То, что после большой кровопотери, шока, холода и спешной операции настигает тяжелого травматического пациента, в учебниках называют триадой смерти. Это не одна угроза, а три, сцепленные друг с другом: гипотермия — потому что температуру Сотников начал терять еще на трассе; ацидоз — потому что тканям не хватает кислорода и они начинают задыхаться; коагулопатия — потому что свертывание крови срывается от кровопотери, холода, кислоты в тканях и всего физраствора, которым мы разбавили то, что у него еще оставалось. Вместе они и убивают в первые часы после травмы и операции.
С этой триадой мы боролись четыре часа.
Полина каждые пятнадцать минут уходила в свои палаты — в ОРИТ лежали еще двое, и они тоже ее ждали, — и возвращалась к Сотникову: проверяла дренажи, параметры, почасовой диурез. Сколько мочи выходит за час — грубый, но верный признак того, доходит ли кровь до почек и хватает ли ее органам.

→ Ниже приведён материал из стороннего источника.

PR #1055, opened 2020-10-15
Extract identities from a version specific wallet and store in the in memory wallet

RosieMurphy0:
Implemented the _extractIdentitiesFromWallet method in the identity manager and the associated tests for the method. Takes identities from a wallet and stores them in the in memory wallet using an existing method.

contributes to #940

### DIFF
--- a/packages/caliper-fabric/lib/identity-management/IdentityManager.js
+++ b/packages/caliper-fabric/lib/identity-management/IdentityManager.js
@@ -191,7 +191,14 @@ class IdentityManager {
      * @private
      */
     async _extractIdentitiesFromWallet(mspId, wallet) {
-        // TODO: To be implemented
+        const walletFacade = await this.walletFacadeFactory.create(wallet.path);
+        const allIDNames = await walletFacade.getAllIdentityNames();
+        // eslint-disable-next-line no-console
+        console.log({allIDNames});
+        for (const identityName in allIDNames){
+            const identity = await walletFacade.export(identityName);
+            await this._addToWallet(identity.mspid, allIDNames[identityName], identity.certificate, identity.privateKey);
+        }
     }
 
     /**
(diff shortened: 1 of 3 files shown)


packages/caliper-fabric/lib/identity-management/IdentityManager.js
```diff
@@ -191,7 +191,14 @@ class IdentityManager {
      * @private
      */
     async _extractIdentitiesFromWallet(mspId, wallet) {
-        // TODO: To be implemented
+        const walletFacade = await this.walletFacadeFactory.create(wallet.path);
+        const allIDNames = await walletFacade.getAllIdentityNames();
```
davidkel, line 195: could you change `allIDNames` to `allIdentityNames` as we don't want to use abbreviations

packages/caliper-fabric/lib/identity-management/IdentityManager.js
```diff
@@ -191,7 +191,14 @@ class IdentityManager {
...
+        // eslint-disable-next-line no-console
+        console.log({allIDNames});
```
davidkel, line 197: Looks like you left some debug code in, could you delete the console.log and the comment above it as well.

packages/caliper-fabric/lib/identity-management/IdentityManager.js
```diff
@@ -191,7 +191,14 @@ class IdentityManager {
...
+        for (const identityName in allIDNames){
```
davidkel, line 198: allIDNames to allIdentityNames here too

packages/caliper-fabric/lib/identity-management/IdentityManager.js
```diff
@@ -191,7 +191,14 @@ class IdentityManager {
...
+            const identity = await walletFacade.export(identityName);
+            await this._addToWallet(identity.mspid, allIDNames[identityName], identity.certificate, identity.privateKey);
```
davidkel, line 200: with the change to `of` in the for loop, you can replace the `allIDNames[identityName]` with just `identityName`

PR #1058, opened 2020-10-16
Extract identities from wallet to memory wallet

RosieMurphy0:
Implemented the _extractIdentitiesFromWallet method in the identity manager and the associated tests for the method. Takes identities from a wallet and stores them in the in memory wallet using an existing method. Changed some tests in the connector file as well that were effected. 

contributes to #940


davidkel (approved):
LGTM

PR #1063, opened 2020-10-19
update version to unstable

nklincoln:
bump versions to 0.4.2-unstable


aklenik (changes requested):
The new version should be `0.4.2-unstable`.

aklenik (approved):

PR #1089, opened 2020-11-17
support multiorg and channels

davidkel:
Need to ensure we don't stop working when precaching the environment
because in a multiorg definition they may not have access to all the
channels defined.
This is an edge case because multiple org definitions is not a good use
of this implementation. But because it supports it we want to remove
this restriction.


nklincoln (approved):
👍

PR #1105, opened 2020-12-23
Azure pipelines build

nklincoln:
Contributes to #1102 

Introduces Azure pipeline build
- unit tests
- integration tests


.travis.yml
```diff
@@ -10,7 +10,7 @@ dist: xenial
 before_install: |
     set -ev
     set -o pipefail
-    npm install -g @alrra/travis-scripts
+    npm install -g @alrra/build-scripts
```
aklenik, line 13: Is this rename intentional?

azure-pipelines.yml
```diff
@@ -0,0 +1,96 @@
+# Node.js
+# Build a general Node.js project with npm.
+# Add steps that analyze code, save build artifacts, deploy, and more:
+# https://docs.microsoft.com/azure/devops/pipelines/languages/javascript
```
aklenik, line 4: Do we need license in yaml files?

aklenik (approved):
Two non-blocking comments only

.travis.yml
nklincoln: 🤔  don't actually remember changing this on, i will revert the change

azure-pipelines.yml
nklincoln: Looks to be a bit of self publication from microsoft - it was an autogenerated document

PR #1135, opened 2021-04-23
Resolve issue in which only first round would be docker-monitored

### LINKED ISSUE #1134: Docker Monitor with multiple rounds only monitors first round
When a benchmark is configured with a docker monitor and multiple rounds, only the results of the first round are printed and attached to the report.

## Context
1. Monitors are defined on the root level, i.e. for every round. Besides, process monitors do monitor all rounds, instead of just the first one.

## Expected Behavior
Each round should be monitored and exported.

## Actual Behavior
Only first round is monitored and exported.

## Possible Fix
Modify `if (!this.containers) {` to `if (!this.containers || this.containers.length == 0) {` in `monitor-docker.js` line 277.

## Steps to Reproduce
1. Start any docker monitor on a multi-round benchmark, i.e. the besu phase3 benchmark in the integration tests with added docker monitor.

## Existing issues
N/A

## Context
Should be evident.

## Your Environment
v0.4.2 as well as the master branch version.

Viserius:
There is an issue that docker containers are only monitored during the first round of a multi-round benchmark as described in issue #1134.
The problem is caused by the fact that the `stop()` command sets the `this.containers` property to the empty array `[]`, while it expects a `null` value to (re)set the containers list. By setting this to `if (!this.containers || this.containers.length == 0)`, we account for both cases.

Resolves #1134

### DIFF
--- a/packages/caliper-core/lib/manager/monitors/monitor-docker.js
+++ b/packages/caliper-core/lib/manager/monitors/monitor-docker.js
@@ -274,7 +274,7 @@ class MonitorDocker extends MonitorInterface {
      */
     async start() {
         // Conditionally build monitored containers, these are persisted between rounds and restart action
-        if (!this.containers || this.containers.length == 0) {
+        if (!this.containers || this.containers.length === 0) {
             await this.findContainers();
         }
         // Read stats immediately, then kick off monitor refresh at interval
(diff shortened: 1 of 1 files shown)


nklincoln:
thanks for the contribution - you will need to sign off the commit before we can merge (DCO bot rules) and once we can figure out the issue in the pipeline with the Ethereum adaptor, we can merge it in

Viserius:
Thank you for highlighting this, I had not seen that!

nklincoln (approved):

nklincoln:
@aklenik - Seems the azure re-run builds is not working at the moment - i'm happy for this to go in "as is" and with the ethereum failure based on the fact that the other integration tests would have used this code change

PR #1138, opened 2021-04-27
Allow specification of custom EOA's and nonces

Viserius:
Proposes a solution to #1135 , namely by allowing users to set request.sender.privateKey and request.sender.nonce.

### DIFF
--- a/packages/caliper-ethereum/lib/ethereum-connector.js
+++ b/packages/caliper-ethereum/lib/ethereum-connector.js
@@ -220,7 +220,7 @@ class EthereumConnector extends ConnectorBase {
 
         const context = this.context;
         let status = new TxStatus();
-        let params = {from: context.fromAddress};
+        let params = {};
         if (request.hasOwnProperty('value') && request.value > 0) {
             params.value = request.value;
         }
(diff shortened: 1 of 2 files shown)


nklincoln:
similar to you other PR, would you be able to sign off the commits so that once the pipeline issue is resolved, we can merge? Thanks!

Viserius:
Bump

aklenik:
Closing and reopening to trigger updated CI checks

packages/caliper-ethereum/lib/ethereum-connector.js
```diff
@@ -255,32 +251,41 @@ class EthereumConnector extends ConnectorBase {
...
-            } catch (err) {
-                onFailure(err);
-            }
-        } else {
-            if (contractInfo.gas && contractInfo.gas[request.verb]) {
-                params.gas = contractInfo.gas[request.verb];
-            } else if (contractInfo.estimateGas) {
-                params.gas = 1000 + await contractInfo.contract.methods[request.verb].estimateGas(params);
-            }
+                if (request.sender) {
```
aklenik, line 262: Shouldn't this block also be present in the `!request.args` path? Because right now the custom sender can only be used with transactions that require some arguments. Or am I missing something?

aklenik (commented):
@Viserius Could you clarify some things, please? (And sorry for the late review)

packages/caliper-ethereum/lib/ethereum-connector.js
Viserius: Hello @aklenik, it has been ages since I worked with this. Looking back at my project, you are probably right.

You can check in the following file how I used this technique (round-robin): https://github.com/Viserius/FabricBesuBenchmark/blob/master/caliper-workspace/workload/besunft-transfer.js

As you can see, I had it put in a local args variable, which might have caused the confusion of putting it in the request.args branch. Would you mind making the necessary adjustments?

aklenik: Thanks for the quick response! I'll think about the correct branching strategy, and push a new commit to your branch (and will ask @davidkel to review the PR, since I probably can't review my own contribution 😄)

PR #1164, opened 2021-09-21
Added basic value providers in workload module

bistaastha:
- Added value-provider-interface and uniform-random-value-provider
- Added unit tests for value providers
- UniformRandomValueProvider test fix and reference value provider addition

Signed-off-by: Aastha Bist <abist119@gmail.com>

### DIFF
--- a/packages/caliper-core/lib/worker/workload/declarative/value-providers/parameter-reference-value-provider.js
+++ b/packages/caliper-core/lib/worker/workload/declarative/value-providers/parameter-reference-value-provider.js
@@ -1,0 +1,63 @@
+/*
+* Licensed under the Apache License, Version 2.0 (the "License");
+* you may not use this file except in compliance with the License.
+* You may obtain a copy of the License at
+*
+* http://www.apache.org/licenses/LICENSE-2.0
+*
+* Unless required by applicable law or agreed to in writing, software
+* distributed under the License is distributed on an "AS IS" BASIS,
+* WITHOUT WARRANTIES OR CONDITIONS OF ANY KIND, either express or implied.
+* See the License for the specific language governing permissions and
+* limitations under the License.
+*/
+
+'use strict';
+
+const ValueProviderInterface = require('./value-provider-interface');
+
+/**
+ * Class with implementation of ParameterReferenceValueProvider
+ */
+class ParameterReferenceValueProvider extends ValueProviderInterface {
+    /**
+     * Initialize an instance of ParameterReferenceValueProvider
+     * @param {object} options Options for configured parameter generation
+     * @param {object} variables Caliper provided variables
+     * @param {object} parameters User provided variables
+     * @param {object} valueProviderFactory ValueProviderFactory object reference
+     */
+    constructor(options, variables, parameters, valueProviderFactory) {
+        super(options, variables, parameters, valueProviderFactory);
+
+        if(this.options === undefined) {
+            throw new Error(`Incorrect options value: ${this.options}`);
+        }
+
+        if(this.parameters === undefined) {
+            throw new Error(`Incorrect parameters value: ${this.parameters}`);
+        }
+
+        if (
+            this.options.name === undefined ||
+            typeof this.options.name !== 'string'
+        ) {
+            throw new Error(
+                `Incorrect parameter name: ${options.name}`
+            );
+        }
+
+        if (this.parameters[this.options.name] === undefined) {
+            throw new Error(`Parameter ${this.options.name} cannot be found among available parameters`);
+        }
+    }
+    /**
+     * Generates value for corresponding parameter
+     * @returns {any} value for parameter according to options.name
+     */
+    generateValue() {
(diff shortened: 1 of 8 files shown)


packages/caliper-core/lib/worker/workload/declarative/value-providers/value-provider-interface.js
```diff
@@ -0,0 +1,49 @@
...
+class ValueProviderInterface {
+    /**
+     * Initialize an instance of ValueProviderInterface
+     * @param {object} options Options for configured parameter generation
+     * @param {object} variables Caliper provided variables
+     * @param {object} parameters User provided variables
+     * @param {object} valueProviderFactory ValueProviderFactory object reference
+     */
+    constructor(
+        options = {},
```
aklenik, line 28: On second thought, we shouldn't assign default values to these parameters. If something is not passed, it should be undefined, and checked later by inheriting classes.

packages/caliper-core/lib/worker/workload/declarative/value-providers/value-provider-interface.js
```diff
@@ -0,0 +1,49 @@
...
+        variables = {},
+        parameters = {},
+        valueProviderFactory
+    ) {
+        this.options = options;
+        this.variables = variables;
+        this.parameters = parameters;
+        if (valueProviderFactory === undefined) {
```
aklenik, line 36: This check should be left to inheriting classes, if they need the factory. We should remain flexible in the base class.

packages/caliper-core/lib/worker/workload/declarative/value-providers/value-provider-interface.js
```diff
@@ -0,0 +1,49 @@
...
+            throw new Error('valueProviderFactory is undefined');
+        }
+        this.valueProviderFactory = valueProviderFactory;
+    }
+    /**
+     * Generate values for corresponding options provided
+     */
```
aklenik, line 43: The doc should contain a return statement (with type `object`). And the code should also contain a `return undefined;` after the `throw` clause, just to pass lint checks.

packages/caliper-core/lib/worker/workload/declarative/value-providers/variable-reference-value-provider.js
```diff
@@ -0,0 +1,55 @@
...
+    /**
+     * Initialize an instance of VariableReferenceValueProvider
+     * @param {object} options Options for configured parameter generation
+     * @param {object} variables Caliper provided variables
+     * @param {object} parameters User provided variables
+     * @param {object} valueProviderFactory ValueProviderFactory object reference
+     */
+    constructor(options, variables, parameters, valueProviderFactory) {
+        super(options, variables, parameters, valueProviderFactory);
+
```
aklenik, line 32: It should be checked whether `this.options` is undefined, and throw an error if it is.

packages/caliper-core/lib/worker/workload/declarative/value-providers/variable-reference-value-provider.js
```diff
@@ -0,0 +1,55 @@
...
+        if (
+            this.options.name === undefined ||
+            typeof this.options.name !== 'string'
+        ) {
+            throw new Error(
+                `Incorrect variable name: ${options.name}`
+            );
+        }
+
```
aklenik, line 41: It should be checked whether `this.variables` is undefined, and throw an error if it is.

packages/caliper-core/lib/worker/workload/declarative/value-providers/parameter-reference-value-provider.js
```diff
@@ -0,0 +1,55 @@
...
+    /**
+     * Initialize an instance of ParameterReferenceValueProvider
+     * @param {object} options Options for configured parameter generation
+     * @param {object} variables Caliper provided variables
+     * @param {object} parameters User provided variables
+     * @param {object} valueProviderFactory ValueProviderFactory object reference
+     */
+    constructor(options, variables, parameters, valueProviderFactory) {
+        super(options, variables, parameters, valueProviderFactory);
+
```
aklenik, line 32: It should be checked whether `this.options` is undefined, and throw an error if it is.

aklenik (changes requested):
A few more checks are still needed once the default parameter values are changed (back to undefined). Tests should be updated accordingly.

packages/caliper-core/lib/worker/workload/declarative/value-providers/value-provider-interface.js
bistaastha: Doing this fails the checks as there is unreachable return undefined after the throw is unreachable code.

aklenik: @bistaastha I think you can disable that rule only for that line, with a remark stating the reason (e.g., documentation correctness is more important).

aklenik (approved):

Александра Ивановна сидела рядом и держала его за пульс. Сухие пальцы лежали на запястье, иногда сдвигались, снова находили артерию. Монитор показывал цифры — сто сорок, сто двадцать, ближе к четырем сто десять. А она могла не смотреть на монитор, потому что по пальцам чувствовала главное — пульс уже не метался пустой ниткой, а понемногу наливался.
Мы с Николаем Борисовичем дежурили попеременно: я сидел у мониторов, он дремал на стуле у стены, потом сменялись, и тогда он садился к мониторам, а я уходил к стене. Стулья были жесткие, стены холодные, и старый радиатор в дальнем углу палаты работал плохо, стучал на всю комнату. Полина подходила к нему два раза, пинала ногой, и оба раза радиатор замолкал минут на десять, а потом снова начинал.
В четыре часа утра Николай Борисович тронул меня за плечо, вырывая из вязкой полудремы:
— Сережа, посмотри гемоглобин. Еще пять процентов вниз… и мы его потеряем.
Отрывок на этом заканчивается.